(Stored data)
-----
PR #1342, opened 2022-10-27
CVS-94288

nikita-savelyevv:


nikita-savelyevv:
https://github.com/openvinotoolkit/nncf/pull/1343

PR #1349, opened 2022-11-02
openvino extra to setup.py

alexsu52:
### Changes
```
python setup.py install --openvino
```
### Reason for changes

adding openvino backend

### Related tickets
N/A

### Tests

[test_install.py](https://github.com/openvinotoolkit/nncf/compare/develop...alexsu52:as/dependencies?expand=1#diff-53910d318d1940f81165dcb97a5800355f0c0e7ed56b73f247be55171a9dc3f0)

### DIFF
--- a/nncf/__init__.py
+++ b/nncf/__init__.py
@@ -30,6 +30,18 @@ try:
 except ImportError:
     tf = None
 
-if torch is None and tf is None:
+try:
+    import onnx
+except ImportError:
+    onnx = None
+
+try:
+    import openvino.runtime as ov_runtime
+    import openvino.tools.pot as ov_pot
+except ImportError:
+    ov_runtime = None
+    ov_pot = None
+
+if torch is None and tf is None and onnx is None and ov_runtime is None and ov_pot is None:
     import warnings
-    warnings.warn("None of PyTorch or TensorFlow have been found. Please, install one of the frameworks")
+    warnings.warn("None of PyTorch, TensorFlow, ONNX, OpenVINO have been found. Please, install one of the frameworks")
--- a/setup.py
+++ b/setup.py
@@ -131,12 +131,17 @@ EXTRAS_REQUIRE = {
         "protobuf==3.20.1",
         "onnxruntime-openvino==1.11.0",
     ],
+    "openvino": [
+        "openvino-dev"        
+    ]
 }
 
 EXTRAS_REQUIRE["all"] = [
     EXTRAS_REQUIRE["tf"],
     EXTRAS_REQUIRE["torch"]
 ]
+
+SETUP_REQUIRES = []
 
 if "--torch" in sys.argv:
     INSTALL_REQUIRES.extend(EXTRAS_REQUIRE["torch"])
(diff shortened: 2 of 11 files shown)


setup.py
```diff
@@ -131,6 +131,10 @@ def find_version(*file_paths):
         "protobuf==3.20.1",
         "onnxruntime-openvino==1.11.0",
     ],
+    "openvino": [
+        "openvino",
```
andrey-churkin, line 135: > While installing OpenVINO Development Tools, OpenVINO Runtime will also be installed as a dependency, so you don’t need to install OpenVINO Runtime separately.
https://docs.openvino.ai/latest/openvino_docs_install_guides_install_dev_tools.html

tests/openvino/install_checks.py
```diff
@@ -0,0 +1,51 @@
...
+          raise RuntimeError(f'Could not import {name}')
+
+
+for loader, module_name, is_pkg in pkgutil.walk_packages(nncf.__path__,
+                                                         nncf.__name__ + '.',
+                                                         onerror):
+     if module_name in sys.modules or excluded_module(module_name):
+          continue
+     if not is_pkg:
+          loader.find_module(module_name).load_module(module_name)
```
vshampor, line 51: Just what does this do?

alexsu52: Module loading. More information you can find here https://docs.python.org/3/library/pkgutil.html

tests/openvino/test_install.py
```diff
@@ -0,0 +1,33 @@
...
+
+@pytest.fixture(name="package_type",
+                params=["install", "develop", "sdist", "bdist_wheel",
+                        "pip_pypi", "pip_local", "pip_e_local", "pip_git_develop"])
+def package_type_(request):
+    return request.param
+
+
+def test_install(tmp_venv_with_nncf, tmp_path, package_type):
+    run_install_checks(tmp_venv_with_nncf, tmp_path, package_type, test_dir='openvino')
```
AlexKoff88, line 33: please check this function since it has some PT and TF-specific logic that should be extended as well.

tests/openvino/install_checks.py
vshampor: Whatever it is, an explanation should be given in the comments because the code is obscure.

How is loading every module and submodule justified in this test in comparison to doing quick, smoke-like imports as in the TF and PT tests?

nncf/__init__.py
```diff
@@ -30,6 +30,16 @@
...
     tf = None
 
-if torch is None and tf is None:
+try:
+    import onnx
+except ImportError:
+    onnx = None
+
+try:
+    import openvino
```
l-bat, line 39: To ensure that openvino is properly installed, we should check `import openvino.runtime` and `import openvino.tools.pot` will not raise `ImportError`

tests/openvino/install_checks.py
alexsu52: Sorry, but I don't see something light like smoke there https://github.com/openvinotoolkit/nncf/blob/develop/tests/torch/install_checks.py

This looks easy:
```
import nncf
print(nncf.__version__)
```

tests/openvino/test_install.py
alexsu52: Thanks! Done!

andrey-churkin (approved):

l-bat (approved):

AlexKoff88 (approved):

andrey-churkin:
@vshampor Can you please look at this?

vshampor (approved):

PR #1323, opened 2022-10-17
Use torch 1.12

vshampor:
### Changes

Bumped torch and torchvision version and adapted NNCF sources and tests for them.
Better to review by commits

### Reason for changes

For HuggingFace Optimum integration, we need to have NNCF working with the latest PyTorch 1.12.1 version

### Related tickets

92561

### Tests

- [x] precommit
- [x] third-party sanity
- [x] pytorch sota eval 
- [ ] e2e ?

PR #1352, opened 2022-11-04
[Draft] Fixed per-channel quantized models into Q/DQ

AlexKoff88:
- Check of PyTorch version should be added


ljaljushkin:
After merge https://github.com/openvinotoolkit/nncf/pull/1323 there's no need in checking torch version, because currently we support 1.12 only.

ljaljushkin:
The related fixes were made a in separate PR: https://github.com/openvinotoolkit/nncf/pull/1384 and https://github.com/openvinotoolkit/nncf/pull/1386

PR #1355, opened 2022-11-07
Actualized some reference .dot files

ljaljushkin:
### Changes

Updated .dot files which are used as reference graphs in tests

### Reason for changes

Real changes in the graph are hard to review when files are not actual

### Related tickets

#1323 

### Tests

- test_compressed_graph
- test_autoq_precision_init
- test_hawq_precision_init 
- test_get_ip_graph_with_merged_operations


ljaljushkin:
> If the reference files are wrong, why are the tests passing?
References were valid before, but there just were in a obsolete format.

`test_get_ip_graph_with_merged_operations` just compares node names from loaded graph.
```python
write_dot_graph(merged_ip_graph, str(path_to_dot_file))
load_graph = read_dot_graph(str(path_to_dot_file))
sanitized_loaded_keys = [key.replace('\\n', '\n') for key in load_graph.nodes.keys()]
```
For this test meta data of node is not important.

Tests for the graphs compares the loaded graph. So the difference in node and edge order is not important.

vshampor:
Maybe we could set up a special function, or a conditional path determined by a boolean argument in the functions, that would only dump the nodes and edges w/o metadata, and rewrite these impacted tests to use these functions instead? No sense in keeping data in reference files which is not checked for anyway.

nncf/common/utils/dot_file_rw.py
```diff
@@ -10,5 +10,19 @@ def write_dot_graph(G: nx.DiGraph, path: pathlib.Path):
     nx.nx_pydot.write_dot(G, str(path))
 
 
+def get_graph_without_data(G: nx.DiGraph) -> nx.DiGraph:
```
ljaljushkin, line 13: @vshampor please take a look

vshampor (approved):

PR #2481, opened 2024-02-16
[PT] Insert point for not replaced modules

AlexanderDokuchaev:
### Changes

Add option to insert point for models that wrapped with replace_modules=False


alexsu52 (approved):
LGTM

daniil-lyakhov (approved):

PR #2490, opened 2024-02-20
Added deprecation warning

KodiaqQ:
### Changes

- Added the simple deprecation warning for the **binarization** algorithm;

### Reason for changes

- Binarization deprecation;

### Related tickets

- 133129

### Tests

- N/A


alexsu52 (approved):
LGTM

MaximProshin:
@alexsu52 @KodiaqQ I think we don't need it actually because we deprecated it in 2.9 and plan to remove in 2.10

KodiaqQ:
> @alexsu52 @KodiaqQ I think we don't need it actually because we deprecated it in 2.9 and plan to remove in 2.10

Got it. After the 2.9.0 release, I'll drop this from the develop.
-----
Above are the records; retype every one exactly.

PR #1342, opened 2022-10-27
CVS-94288

nikita-savelyevv:


nikita-savelyevv:
https://github.com/openvinotoolkit/nncf/pull/1343

PR #1349, opened 2022-11-02
openvino extra to setup.py

alexsu52:
### Changes
```
python setup.py install --openvino
```
### Reason for changes

adding openvino backend

### Related tickets
N/A

### Tests

[test_install.py](https://github.com/openvinotoolkit/nncf/compare/develop...alexsu52:as/dependencies?expand=1#diff-53910d318d1940f81165dcb97a5800355f0c0e7ed56b73f247be55171a9dc3f0)

### DIFF
--- a/nncf/__init__.py
+++ b/nncf/__init__.py
@@ -30,6 +30,18 @@ try:
 except ImportError:
     tf = None
 
-if torch is None and tf is None:
+try:
+    import onnx
+except ImportError:
+    onnx = None
+
+try:
+    import openvino.runtime as ov_runtime
+    import openvino.tools.pot as ov_pot
+except ImportError:
+    ov_runtime = None
+    ov_pot = None
+
+if torch is None and tf is None and onnx is None and ov_runtime is None and ov_pot is None:
     import warnings
-    warnings.warn("None of PyTorch or TensorFlow have been found. Please, install one of the frameworks")
+    warnings.warn("None of PyTorch, TensorFlow, ONNX, OpenVINO have been found. Please, install one of the frameworks")
--- a/setup.py
+++ b/setup.py
@@ -131,12 +131,17 @@ EXTRAS_REQUIRE = {
         "protobuf==3.20.1",
         "onnxruntime-openvino==1.11.0",
     ],
+    "openvino": [
+        "openvino-dev"        
+    ]
 }
 
 EXTRAS_REQUIRE["all"] = [
     EXTRAS_REQUIRE["tf"],
     EXTRAS_REQUIRE["torch"]
 ]
+
+SETUP_REQUIRES = []
 
 if "--torch" in sys.argv:
     INSTALL_REQUIRES.extend(EXTRAS_REQUIRE["torch"])
(diff shortened: 2 of 11 files shown)


setup.py
```diff
@@ -131,6 +131,10 @@ def find_version(*file_paths):
         "protobuf==3.20.1",
         "onnxruntime-openvino==1.11.0",
     ],
+    "openvino": [
+        "openvino",
```
andrey-churkin, line 135: > While installing OpenVINO Development Tools, OpenVINO Runtime will also be installed as a dependency, so you don’t need to install OpenVINO Runtime separately.
https://docs.openvino.ai/latest/openvino_docs_install_guides_install_dev_tools.html

tests/openvino/install_checks.py
```diff
@@ -0,0 +1,51 @@
...
+          raise RuntimeError(f'Could not import {name}')
+
+
+for loader, module_name, is_pkg in pkgutil.walk_packages(nncf.__path__,
+                                                         nncf.__name__ + '.',
+                                                         onerror):
+     if module_name in sys.modules or excluded_module(module_name):
+          continue
+     if not is_pkg:
+          loader.find_module(module_name).load_module(module_name)
```
vshampor, line 51: Just what does this do?

alexsu52: Module loading. More information you can find here https://docs.python.org/3/library/pkgutil.html

tests/openvino/test_install.py
```diff
@@ -0,0 +1,33 @@
...
+
+@pytest.fixture(name="package_type",
+                params=["install", "develop", "sdist", "bdist_wheel",
+                        "pip_pypi", "pip_local", "pip_e_local", "pip_git_develop"])
+def package_type_(request):
+    return request.param
+
+
+def test_install(tmp_venv_with_nncf, tmp_path, package_type):
+    run_install_checks(tmp_venv_with_nncf, tmp_path, package_type, test_dir='openvino')
```
AlexKoff88, line 33: please check this function since it has some PT and TF-specific logic that should be extended as well.

tests/openvino/install_checks.py
vshampor: Whatever it is, an explanation should be given in the comments because the code is obscure.

How is loading every module and submodule justified in this test in comparison to doing quick, smoke-like imports as in the TF and PT tests?

nncf/__init__.py
```diff
@@ -30,6 +30,16 @@
...
     tf = None
 
-if torch is None and tf is None:
+try:
+    import onnx
+except ImportError:
+    onnx = None
+
+try:
+    import openvino
```
l-bat, line 39: To ensure that openvino is properly installed, we should check `import openvino.runtime` and `import openvino.tools.pot` will not raise `ImportError`

tests/openvino/install_checks.py
alexsu52: Sorry, but I don't see something light like smoke there https://github.com/openvinotoolkit/nncf/blob/develop/tests/torch/install_checks.py

This looks easy:
```
import nncf
print(nncf.__version__)
```

tests/openvino/test_install.py
alexsu52: Thanks! Done!

andrey-churkin (approved):

l-bat (approved):

AlexKoff88 (approved):

andrey-churkin:
@vshampor Can you please look at this?

vshampor (approved):

PR #1323, opened 2022-10-17
Use torch 1.12

vshampor:
### Changes

Bumped torch and torchvision version and adapted NNCF sources and tests for them.
Better to review by commits

### Reason for changes

For HuggingFace Optimum integration, we need to have NNCF working with the latest PyTorch 1.12.1 version

### Related tickets

92561

### Tests

- [x] precommit
- [x] third-party sanity
- [x] pytorch sota eval 
- [ ] e2e ?

PR #1352, opened 2022-11-04
[Draft] Fixed per-channel quantized models into Q/DQ

AlexKoff88:
- Check of PyTorch version should be added


ljaljushkin:
After merge https://github.com/openvinotoolkit/nncf/pull/1323 there's no need in checking torch version, because currently we support 1.12 only.

ljaljushkin:
The related fixes were made a in separate PR: https://github.com/openvinotoolkit/nncf/pull/1384 and https://github.com/openvinotoolkit/nncf/pull/1386

PR #1355, opened 2022-11-07
Actualized some reference .dot files

ljaljushkin:
### Changes

Updated .dot files which are used as reference graphs in tests

### Reason for changes

Real changes in the graph are hard to review when files are not actual

### Related tickets

#1323 

### Tests

- test_compressed_graph
- test_autoq_precision_init
- test_hawq_precision_init 
- test_get_ip_graph_with_merged_operations


ljaljushkin:
> If the reference files are wrong, why are the tests passing?
References were valid before, but there just were in a obsolete format.

`test_get_ip_graph_with_merged_operations` just compares node names from loaded graph.
```python
write_dot_graph(merged_ip_graph, str(path_to_dot_file))
load_graph = read_dot_graph(str(path_to_dot_file))
sanitized_loaded_keys = [key.replace('\\n', '\n') for key in load_graph.nodes.keys()]
```
For this test meta data of node is not important.

Tests for the graphs compares the loaded graph. So the difference in node and edge order is not important.

vshampor:
Maybe we could set up a special function, or a conditional path determined by a boolean argument in the functions, that would only dump the nodes and edges w/o metadata, and rewrite these impacted tests to use these functions instead? No sense in keeping data in reference files which is not checked for anyway.

nncf/common/utils/dot_file_rw.py
```diff
@@ -10,5 +10,19 @@ def write_dot_graph(G: nx.DiGraph, path: pathlib.Path):
     nx.nx_pydot.write_dot(G, str(path))
 
 
+def get_graph_without_data(G: nx.DiGraph) -> nx.DiGraph:
```
ljaljushkin, line 13: @vshampor please take a look

vshampor (approved):

PR #2481, opened 2024-02-16
[PT] Insert point for not replaced modules

AlexanderDokuchaev:
### Changes

Add option to insert point for models that wrapped with replace_modules=False


alexsu52 (approved):
LGTM

daniil-lyakhov (approved):

PR #2490, opened 2024-02-20
Added deprecation warning

KodiaqQ:
### Changes

- Added the simple deprecation warning for the **binarization** algorithm;

### Reason for changes

- Binarization deprecation;

### Related tickets

- 133129

### Tests

- N/A


alexsu52 (approved):
LGTM

MaximProshin:
@alexsu52 @KodiaqQ I think we don't need it actually because we deprecated it in 2.9 and plan to remove in 2.10

KodiaqQ:
> @alexsu52 @KodiaqQ I think we don't need it actually because we deprecated it in 2.9 and plan to remove in 2.10

Got it. After the 2.9.0 release, I'll drop this from the develop.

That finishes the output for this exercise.